··· Records shown

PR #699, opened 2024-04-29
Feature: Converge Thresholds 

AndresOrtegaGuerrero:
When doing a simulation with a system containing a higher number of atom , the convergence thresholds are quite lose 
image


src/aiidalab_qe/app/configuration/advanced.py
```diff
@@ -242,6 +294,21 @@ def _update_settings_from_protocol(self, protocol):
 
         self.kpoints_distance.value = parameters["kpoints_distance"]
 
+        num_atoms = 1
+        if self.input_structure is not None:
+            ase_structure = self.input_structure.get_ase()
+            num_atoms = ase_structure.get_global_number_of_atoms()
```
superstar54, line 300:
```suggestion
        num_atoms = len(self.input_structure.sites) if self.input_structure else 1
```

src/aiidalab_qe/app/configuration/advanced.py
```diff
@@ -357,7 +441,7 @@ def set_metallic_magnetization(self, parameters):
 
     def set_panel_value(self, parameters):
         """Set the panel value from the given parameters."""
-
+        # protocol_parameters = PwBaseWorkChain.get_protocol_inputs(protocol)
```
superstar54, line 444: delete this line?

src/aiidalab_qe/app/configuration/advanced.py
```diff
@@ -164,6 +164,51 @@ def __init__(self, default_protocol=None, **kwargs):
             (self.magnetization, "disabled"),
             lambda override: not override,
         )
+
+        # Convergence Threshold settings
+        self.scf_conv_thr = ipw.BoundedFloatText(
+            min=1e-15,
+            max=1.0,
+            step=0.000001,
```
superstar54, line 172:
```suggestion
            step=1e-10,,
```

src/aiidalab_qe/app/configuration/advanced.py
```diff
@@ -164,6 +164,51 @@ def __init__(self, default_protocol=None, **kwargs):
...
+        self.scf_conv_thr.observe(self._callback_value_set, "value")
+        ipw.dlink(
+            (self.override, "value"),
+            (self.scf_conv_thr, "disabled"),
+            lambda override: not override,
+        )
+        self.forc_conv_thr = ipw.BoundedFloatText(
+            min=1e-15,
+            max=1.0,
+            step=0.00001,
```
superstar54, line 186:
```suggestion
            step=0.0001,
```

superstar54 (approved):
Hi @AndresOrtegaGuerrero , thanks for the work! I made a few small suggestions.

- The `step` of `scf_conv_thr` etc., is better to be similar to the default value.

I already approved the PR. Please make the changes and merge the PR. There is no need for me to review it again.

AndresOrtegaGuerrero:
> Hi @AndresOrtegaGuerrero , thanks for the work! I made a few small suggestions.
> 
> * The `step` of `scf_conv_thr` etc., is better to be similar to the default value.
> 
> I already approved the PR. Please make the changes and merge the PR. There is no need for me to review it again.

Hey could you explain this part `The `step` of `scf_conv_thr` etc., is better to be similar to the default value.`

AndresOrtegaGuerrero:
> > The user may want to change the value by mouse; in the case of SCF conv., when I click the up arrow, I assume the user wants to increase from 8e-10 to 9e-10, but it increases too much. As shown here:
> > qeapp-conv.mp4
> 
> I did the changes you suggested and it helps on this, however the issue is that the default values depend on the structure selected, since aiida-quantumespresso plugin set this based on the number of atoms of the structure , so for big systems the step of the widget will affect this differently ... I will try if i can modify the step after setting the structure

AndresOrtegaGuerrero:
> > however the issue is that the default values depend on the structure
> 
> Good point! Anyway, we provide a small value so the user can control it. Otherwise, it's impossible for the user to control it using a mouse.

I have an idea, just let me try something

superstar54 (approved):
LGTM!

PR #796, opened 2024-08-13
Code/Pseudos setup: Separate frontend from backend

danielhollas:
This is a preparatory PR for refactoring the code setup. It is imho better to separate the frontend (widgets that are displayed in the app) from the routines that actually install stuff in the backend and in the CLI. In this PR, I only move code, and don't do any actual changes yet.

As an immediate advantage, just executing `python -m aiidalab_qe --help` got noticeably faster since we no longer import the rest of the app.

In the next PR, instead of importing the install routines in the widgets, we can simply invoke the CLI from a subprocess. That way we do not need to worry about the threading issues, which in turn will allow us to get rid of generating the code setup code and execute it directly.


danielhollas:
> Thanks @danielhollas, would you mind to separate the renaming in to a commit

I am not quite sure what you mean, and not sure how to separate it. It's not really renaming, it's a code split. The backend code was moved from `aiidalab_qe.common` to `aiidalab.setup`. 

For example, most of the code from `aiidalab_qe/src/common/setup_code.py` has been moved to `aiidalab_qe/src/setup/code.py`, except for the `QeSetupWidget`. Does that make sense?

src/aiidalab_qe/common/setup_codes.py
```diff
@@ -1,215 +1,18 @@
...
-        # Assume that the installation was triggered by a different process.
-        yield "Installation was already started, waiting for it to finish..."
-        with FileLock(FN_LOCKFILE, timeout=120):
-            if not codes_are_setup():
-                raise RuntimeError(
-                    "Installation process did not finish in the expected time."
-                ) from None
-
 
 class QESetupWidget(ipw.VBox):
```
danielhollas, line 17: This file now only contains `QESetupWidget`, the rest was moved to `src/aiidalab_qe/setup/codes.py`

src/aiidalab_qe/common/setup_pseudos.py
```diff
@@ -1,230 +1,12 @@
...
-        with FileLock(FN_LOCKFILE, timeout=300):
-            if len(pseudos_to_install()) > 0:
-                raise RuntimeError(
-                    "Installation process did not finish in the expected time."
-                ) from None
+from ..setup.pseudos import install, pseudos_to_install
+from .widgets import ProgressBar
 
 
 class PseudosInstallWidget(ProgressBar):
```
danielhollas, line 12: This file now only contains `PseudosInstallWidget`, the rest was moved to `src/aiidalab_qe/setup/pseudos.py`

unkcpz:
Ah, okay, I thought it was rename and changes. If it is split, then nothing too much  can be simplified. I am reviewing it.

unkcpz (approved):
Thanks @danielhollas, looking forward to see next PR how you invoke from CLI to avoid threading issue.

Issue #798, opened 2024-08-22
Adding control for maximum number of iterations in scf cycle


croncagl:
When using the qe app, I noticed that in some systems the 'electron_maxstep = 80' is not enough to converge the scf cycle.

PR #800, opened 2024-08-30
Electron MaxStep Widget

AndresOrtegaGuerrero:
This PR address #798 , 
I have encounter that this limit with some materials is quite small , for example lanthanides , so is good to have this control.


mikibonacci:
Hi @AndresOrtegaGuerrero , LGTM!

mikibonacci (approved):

······
··· Records shown

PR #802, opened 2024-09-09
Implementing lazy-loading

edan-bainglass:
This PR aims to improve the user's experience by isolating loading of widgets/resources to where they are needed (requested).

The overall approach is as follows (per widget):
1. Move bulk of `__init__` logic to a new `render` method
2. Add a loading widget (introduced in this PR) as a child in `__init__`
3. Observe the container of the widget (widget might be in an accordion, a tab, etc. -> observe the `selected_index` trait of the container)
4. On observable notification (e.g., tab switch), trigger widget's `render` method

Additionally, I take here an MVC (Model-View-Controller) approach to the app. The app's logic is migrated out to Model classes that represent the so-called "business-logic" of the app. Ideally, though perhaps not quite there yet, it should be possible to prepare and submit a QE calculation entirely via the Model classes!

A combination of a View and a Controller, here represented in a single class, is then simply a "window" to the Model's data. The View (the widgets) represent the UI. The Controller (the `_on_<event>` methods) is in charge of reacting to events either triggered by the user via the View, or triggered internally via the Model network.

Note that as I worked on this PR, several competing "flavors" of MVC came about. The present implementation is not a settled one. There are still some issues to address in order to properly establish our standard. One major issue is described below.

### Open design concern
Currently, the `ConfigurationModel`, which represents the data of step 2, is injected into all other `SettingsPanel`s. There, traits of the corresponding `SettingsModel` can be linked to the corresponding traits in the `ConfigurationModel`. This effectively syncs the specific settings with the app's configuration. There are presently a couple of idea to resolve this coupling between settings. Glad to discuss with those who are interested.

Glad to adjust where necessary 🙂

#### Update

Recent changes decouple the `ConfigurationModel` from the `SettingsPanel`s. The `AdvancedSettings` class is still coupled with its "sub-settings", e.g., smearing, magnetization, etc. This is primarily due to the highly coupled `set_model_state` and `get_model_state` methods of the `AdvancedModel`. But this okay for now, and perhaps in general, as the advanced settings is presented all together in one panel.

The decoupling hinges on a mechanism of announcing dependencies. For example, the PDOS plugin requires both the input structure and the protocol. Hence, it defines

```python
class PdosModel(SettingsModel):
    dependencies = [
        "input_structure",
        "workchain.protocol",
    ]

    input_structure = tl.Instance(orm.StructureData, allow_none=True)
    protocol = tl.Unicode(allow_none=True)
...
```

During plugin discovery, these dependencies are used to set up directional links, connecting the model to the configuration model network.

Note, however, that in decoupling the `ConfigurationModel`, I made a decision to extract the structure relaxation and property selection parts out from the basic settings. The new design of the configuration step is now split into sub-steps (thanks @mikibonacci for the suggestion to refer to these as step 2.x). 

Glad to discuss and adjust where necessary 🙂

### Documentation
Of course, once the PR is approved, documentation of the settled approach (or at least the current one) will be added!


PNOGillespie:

······

◆ **What to produce**
Count the lines in the entries above that hold the string "disabled", and give that count without any other text.

◆ **Solution for this exercise**
2